Les qualifications, point faible de Binder
Pendant ce temps, son coéquipier Binder n’était guère dans une position plus confortable, le Sud-Africain, qui abordait cette année sa deuxième saison en MotoGP, et qui découvrait bon nombre de nouveaux circuits dans la catégorie reine en 2020 après une première campagne au calendrier très restreint en termes de tracés visités, contexte sanitaire oblige.
Conséquence directe : celui-ci a bien souvent souffert en qualifications, peinant à intégrer ne serait-ce que le top 10 (il n’y a figuré qu’à quatre reprises en 18 Grands Prix le samedi). Fort heureusement, le numéro 33 a pu compter sur sa science de la course pour se refaire la cerise le dimanche, avec cette fois-ci 13 arrivées parmi les dix premiers.

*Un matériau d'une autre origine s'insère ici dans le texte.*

PR #1129, opened 2026-09-01
chore: upgrade sc-compose ecosystem to 1.6.1

randlee:
Summary:
- Upgrade the exact standalone CLI, Python binding, and Rust sc-composer/sc-sha pins to 1.6.1.
- Verify downloaded standalone artifacts against official 1.6.1 checksums.
- Make ecosystem release preflight reject a functional but stale sc-compose binary.
- Align bootstrap tests and skill preflight guidance with that contract.

Verification:
- just bootstrap (standalone CLI and Python binding installed at 1.6.1)
- just lint
- just test
- Targeted ecosystem-pin tests, including stale-binary rejection

Note: ecosystem-preflight reaches the new exact-version check. Its only remaining blocker is the pre-existing, unrelated Wyvern currency finding.


rand-lee:
## Windows and Linux CI remediation

### Windows `Just lint`
- **Root cause:** `tools/bootstrap.toml` pinned an incorrect SHA-256 for `sc-compose_1.6.1_x86_64-pc-windows-msvc.zip`. The configured digest differed from the upstream `checksums.txt` digest by one hexadecimal character, so bootstrap rejected the verified release before lint began.
- **Resolution:** commit `51165a916` corrects the Windows release pin and extends the bootstrap unit test to assert the Windows digest explicitly.

### Linux x64 Hermes wheel smoke
- **Root cause:** `sc-compose==1.6.1` was added to the shared `tools/bootstrap-requirements.txt`. The musllinux smoke container installs that generic set before the ATM wheels. `sc-compose` is a native renderer binding with no compatible Alpine/musllinux wheel, so pip attempted a Rust source build and failed before the wheel pair was tested.
- **Resolution:** commit `1eb661f08` removes the renderer-only binding from the generic bootstrap manifest/requirements. The dedicated `setup-renderer` action remains the sole owner of its exact `sc-compose==1.6.1` installation. A regression assertion prevents it being reintroduced into the common bootstrap closure.

### Validation
- `python 3.14 .just/tests/test_bootstrap.py`: pass, 26 tests (1 platform-specific skip).
- Fresh Python 3.14 venv + `pip install --no-deps --requirement tools/bootstrap-requirements.txt`: pass; no native renderer build attempted.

Une belle régularité qui lui a permis de terminer à la sixième place du championnat, à la grande satisfaction de Leitner : « Nos deux pilotes ont alterné bons et mauvais résultats, mais au final Brad Binder a tout de même réussi à finir sixième du championnat, donc je pense que cela montre à quel point il était difficile pour tout le monde de maintenir un niveau de compétitivité constant tout au long de la saison », explique ainsi l’Autrichien.
« En ce qui concerne Brad, on peut dire qu’il s’est agi pour lui de sa première saison complète, car l’an dernier en raison du Covid il n’avait pas découvert beaucoup de tracés. Il a donc dû beaucoup apprendre cette année, et il s’en est plutôt bien sorti. Il n’a pas vraiment performé en qualifications, mais il s’est toujours très bien rattrapé en course. C’est donc l’axe de progression majeur pour nous le concernant. D’un autre côté, il a témoigné avoir beaucoup de cœur sur la moto, comme à Spielberg où il a pris la décision de rester en piste avec les pneus slicks alors que la pluie s’intensifiait, une décision risquée mais qui lui a permis de remporter la victoire. C’est donc un pilote très talentueux, mais il est encore jeune et il va par conséquent être intéressant de voir ce qu’il peut faire l’an prochain, car c’est vraiment un gros travailleur et nous sommes très satisfaits de lui. »
« Brad a témoigné avoir beaucoup de cœur sur la moto »
Des perspectives prometteuses pour 2022
Au final, KTM n’a donc pas pu faire mieux que quatrième du championnat des constructeurs, à neuf points seulement de Honda, une autre équipe qui n’a pas été épargnée par les blessures et les coups du sort cette saison. Mais avec un Binder plus expérimenté, un Oliveira enfin rétabli en 2022, une nouvelle organisation et de nouveaux modes opératoires pour le développement de son futur prototype, il fait peu de doutes que l’équipe autrichienne aura les armes nécessaires pour franchir un nouveau cap la saison prochaine, et afficher ainsi une bien meilleure régularité.
« Dans l’ensemble je dirais que nous devons progresser dans notre capacité à extraire le plein potentiel de notre moto », reprend Leitner. « C’est d’autant plus capital que nous avons bien vu cette saison que lorsque nous étions en mesure de faire cela, nous pouvions largement viser des podiums et des victoires. » La concurrence est prévenue.